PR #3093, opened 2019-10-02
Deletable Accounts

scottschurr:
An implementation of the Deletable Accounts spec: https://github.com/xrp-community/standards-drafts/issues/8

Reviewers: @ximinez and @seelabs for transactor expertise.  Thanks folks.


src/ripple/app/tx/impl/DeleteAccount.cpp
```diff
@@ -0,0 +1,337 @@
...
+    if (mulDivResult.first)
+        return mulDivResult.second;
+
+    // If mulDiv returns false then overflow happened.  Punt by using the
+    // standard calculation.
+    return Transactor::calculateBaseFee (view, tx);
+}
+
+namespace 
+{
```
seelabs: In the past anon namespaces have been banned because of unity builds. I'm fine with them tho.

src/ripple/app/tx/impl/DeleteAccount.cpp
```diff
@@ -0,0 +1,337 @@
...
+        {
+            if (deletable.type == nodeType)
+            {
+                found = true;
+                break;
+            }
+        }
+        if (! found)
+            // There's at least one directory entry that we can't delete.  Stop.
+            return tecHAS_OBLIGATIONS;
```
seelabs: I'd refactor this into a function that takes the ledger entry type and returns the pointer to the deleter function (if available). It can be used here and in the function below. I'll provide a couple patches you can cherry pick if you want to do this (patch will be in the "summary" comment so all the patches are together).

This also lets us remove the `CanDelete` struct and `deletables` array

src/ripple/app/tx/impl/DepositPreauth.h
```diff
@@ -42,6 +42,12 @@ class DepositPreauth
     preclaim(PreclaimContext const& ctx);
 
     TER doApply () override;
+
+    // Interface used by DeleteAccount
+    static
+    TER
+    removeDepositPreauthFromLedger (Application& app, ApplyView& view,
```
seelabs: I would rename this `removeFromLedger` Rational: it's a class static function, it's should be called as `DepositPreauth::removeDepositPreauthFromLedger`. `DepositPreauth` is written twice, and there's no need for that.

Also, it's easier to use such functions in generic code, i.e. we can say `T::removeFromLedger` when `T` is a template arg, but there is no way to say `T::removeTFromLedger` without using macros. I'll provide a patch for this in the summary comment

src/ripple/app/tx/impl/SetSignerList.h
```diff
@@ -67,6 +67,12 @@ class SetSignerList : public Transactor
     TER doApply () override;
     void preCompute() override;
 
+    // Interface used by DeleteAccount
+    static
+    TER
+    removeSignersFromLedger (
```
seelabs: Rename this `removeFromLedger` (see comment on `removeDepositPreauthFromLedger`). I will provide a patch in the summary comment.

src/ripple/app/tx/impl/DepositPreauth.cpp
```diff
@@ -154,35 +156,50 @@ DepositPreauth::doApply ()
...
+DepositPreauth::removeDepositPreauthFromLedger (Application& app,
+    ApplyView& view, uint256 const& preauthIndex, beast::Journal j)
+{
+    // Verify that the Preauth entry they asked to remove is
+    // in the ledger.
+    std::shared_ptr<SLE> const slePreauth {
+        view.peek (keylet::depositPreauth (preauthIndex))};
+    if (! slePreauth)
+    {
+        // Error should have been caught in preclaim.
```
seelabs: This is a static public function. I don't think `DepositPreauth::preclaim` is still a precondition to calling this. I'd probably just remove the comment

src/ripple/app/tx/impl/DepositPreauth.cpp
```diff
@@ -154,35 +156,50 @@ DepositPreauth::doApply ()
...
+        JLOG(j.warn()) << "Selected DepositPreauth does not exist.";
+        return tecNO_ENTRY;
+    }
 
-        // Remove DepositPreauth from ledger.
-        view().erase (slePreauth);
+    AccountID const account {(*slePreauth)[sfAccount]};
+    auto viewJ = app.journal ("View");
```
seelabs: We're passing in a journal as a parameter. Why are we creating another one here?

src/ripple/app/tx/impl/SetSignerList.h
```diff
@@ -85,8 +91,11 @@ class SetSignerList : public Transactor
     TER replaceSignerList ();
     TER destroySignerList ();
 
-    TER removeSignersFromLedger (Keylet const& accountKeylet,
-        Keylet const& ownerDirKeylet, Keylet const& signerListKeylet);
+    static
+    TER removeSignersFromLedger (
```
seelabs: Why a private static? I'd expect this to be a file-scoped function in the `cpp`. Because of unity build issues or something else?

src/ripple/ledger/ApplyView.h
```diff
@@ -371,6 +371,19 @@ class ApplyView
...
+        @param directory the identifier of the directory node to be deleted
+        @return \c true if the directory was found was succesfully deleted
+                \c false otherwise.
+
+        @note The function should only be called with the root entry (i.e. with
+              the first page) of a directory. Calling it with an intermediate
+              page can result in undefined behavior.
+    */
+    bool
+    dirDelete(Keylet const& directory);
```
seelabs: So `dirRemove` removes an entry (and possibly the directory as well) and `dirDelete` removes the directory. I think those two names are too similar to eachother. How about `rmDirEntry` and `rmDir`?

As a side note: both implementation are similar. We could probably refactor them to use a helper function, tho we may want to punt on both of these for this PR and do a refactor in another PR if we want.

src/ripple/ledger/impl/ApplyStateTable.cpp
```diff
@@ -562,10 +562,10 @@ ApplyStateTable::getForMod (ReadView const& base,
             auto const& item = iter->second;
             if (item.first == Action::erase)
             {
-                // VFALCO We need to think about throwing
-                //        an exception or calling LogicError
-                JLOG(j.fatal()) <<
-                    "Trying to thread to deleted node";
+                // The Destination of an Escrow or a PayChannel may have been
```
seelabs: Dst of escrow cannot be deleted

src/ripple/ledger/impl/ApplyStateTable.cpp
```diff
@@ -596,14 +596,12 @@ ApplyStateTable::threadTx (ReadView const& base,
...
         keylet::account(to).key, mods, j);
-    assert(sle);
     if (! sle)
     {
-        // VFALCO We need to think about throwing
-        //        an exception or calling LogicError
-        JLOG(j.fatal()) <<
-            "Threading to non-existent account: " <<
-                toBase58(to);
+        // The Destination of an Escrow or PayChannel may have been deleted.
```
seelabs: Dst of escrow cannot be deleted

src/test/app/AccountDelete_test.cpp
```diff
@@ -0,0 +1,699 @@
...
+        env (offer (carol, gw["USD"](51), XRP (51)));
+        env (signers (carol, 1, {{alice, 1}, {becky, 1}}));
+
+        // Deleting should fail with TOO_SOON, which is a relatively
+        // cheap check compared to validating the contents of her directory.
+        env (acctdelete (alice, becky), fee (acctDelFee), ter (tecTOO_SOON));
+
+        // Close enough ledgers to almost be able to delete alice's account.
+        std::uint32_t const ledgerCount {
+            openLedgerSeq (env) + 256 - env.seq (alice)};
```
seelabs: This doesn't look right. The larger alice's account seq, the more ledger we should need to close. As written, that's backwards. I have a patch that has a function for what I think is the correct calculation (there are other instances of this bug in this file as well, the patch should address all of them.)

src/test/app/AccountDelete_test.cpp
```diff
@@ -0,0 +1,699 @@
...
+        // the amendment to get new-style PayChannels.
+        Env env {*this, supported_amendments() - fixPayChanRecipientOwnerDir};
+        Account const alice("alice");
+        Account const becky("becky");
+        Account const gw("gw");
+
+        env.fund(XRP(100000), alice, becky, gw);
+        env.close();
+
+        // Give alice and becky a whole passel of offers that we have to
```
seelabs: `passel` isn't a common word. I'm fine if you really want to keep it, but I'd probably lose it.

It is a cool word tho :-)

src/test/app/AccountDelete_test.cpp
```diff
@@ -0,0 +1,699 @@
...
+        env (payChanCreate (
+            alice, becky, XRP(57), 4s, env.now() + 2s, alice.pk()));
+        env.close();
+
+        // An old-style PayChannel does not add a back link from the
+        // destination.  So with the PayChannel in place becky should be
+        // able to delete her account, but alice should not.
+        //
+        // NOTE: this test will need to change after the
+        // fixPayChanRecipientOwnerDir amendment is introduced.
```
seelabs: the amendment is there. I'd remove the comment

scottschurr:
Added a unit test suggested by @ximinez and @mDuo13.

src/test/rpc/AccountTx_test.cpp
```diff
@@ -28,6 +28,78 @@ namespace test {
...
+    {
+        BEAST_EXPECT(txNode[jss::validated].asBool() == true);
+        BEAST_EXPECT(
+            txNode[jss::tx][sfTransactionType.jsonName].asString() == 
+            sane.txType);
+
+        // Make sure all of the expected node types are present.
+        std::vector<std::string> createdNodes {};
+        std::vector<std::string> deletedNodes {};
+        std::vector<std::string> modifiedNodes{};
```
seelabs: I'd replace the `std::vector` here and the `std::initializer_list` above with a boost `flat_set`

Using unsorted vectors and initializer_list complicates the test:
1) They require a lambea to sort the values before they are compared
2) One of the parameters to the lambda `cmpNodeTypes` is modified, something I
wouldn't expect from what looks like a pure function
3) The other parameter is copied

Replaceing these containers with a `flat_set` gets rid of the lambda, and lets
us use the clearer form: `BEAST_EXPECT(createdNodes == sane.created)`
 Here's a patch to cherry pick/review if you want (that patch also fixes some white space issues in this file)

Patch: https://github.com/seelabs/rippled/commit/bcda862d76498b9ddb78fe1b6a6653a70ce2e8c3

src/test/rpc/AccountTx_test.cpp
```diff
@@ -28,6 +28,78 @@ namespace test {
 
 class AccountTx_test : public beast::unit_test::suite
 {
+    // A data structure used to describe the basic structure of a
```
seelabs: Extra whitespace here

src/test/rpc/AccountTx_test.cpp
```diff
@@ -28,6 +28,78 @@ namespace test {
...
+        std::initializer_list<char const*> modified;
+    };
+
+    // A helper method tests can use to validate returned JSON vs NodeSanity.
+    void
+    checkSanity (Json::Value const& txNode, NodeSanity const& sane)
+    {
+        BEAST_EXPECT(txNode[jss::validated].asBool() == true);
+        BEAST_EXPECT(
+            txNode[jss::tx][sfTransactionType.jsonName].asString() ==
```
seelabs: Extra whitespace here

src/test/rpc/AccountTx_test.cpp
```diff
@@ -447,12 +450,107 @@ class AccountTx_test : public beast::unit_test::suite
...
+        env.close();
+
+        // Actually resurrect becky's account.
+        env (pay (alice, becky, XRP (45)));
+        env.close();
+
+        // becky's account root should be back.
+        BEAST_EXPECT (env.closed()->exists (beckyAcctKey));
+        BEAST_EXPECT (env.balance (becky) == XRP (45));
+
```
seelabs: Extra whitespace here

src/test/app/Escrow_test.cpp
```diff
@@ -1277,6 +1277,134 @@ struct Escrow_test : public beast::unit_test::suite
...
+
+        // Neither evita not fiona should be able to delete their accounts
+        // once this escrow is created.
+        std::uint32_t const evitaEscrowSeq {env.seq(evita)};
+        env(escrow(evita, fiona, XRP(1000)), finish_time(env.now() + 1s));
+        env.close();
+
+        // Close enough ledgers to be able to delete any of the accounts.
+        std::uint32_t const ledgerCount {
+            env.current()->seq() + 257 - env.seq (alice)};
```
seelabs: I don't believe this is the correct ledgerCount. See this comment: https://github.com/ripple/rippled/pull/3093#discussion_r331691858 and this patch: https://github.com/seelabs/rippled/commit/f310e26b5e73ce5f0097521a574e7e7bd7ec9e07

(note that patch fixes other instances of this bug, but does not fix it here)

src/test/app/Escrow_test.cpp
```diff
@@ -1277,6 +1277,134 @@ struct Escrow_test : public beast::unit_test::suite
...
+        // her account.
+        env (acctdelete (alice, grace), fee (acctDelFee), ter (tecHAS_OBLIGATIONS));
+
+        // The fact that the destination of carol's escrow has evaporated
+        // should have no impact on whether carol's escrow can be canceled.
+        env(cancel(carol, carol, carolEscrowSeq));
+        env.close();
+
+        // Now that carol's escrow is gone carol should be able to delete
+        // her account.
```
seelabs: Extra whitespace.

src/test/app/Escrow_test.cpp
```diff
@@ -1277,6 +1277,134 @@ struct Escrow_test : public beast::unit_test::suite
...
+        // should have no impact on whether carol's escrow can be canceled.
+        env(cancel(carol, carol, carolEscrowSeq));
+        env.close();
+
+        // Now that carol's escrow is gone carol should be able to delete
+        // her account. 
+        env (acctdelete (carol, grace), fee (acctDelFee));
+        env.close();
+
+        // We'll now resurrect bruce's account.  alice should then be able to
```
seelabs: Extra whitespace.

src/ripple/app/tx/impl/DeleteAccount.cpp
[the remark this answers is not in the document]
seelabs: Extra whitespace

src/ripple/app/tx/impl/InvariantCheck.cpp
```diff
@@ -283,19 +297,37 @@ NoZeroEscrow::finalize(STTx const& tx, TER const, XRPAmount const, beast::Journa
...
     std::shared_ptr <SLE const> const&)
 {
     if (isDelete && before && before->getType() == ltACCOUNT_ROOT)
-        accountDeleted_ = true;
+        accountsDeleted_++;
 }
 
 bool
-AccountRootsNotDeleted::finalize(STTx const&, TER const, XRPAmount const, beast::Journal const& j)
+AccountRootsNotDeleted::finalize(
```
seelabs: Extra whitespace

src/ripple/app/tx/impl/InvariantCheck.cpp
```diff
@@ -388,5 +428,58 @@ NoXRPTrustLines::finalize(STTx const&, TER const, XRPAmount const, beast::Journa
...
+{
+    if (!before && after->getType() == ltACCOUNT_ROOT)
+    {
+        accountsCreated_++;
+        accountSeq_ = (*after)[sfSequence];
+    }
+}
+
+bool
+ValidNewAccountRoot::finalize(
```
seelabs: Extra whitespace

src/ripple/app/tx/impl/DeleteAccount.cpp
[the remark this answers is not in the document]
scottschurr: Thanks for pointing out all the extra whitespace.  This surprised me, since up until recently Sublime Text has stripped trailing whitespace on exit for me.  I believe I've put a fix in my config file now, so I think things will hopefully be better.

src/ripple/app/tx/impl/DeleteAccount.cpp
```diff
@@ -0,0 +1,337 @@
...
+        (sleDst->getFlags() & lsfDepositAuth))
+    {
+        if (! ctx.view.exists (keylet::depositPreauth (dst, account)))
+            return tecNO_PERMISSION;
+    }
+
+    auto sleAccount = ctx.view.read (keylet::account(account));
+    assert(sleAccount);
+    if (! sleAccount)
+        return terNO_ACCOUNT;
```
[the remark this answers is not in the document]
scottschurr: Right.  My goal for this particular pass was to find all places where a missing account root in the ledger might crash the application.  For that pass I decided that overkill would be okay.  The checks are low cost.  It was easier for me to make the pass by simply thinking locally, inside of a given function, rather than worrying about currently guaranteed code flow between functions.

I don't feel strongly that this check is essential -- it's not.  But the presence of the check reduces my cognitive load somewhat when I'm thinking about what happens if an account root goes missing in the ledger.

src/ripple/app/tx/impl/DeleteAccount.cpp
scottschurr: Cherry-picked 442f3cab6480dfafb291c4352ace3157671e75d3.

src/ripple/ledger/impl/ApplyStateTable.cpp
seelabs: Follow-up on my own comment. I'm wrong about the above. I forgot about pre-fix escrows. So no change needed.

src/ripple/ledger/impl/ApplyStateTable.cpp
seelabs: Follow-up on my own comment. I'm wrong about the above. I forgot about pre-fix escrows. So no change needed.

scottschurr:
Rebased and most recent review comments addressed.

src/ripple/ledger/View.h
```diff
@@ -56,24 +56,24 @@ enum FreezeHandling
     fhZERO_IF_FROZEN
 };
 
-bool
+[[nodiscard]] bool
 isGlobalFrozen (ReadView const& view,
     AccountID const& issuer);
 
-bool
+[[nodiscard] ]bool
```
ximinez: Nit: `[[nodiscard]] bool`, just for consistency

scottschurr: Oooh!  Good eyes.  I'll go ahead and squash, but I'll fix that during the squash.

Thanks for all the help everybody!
------------------------------------
Required action:
Search the data above for the string "then" and report each line that holds it.

Answer space:
+    // If mulDiv returns false then overflow happened.  Punt by using the
+        // We'll now resurrect bruce's account.  alice should then be able to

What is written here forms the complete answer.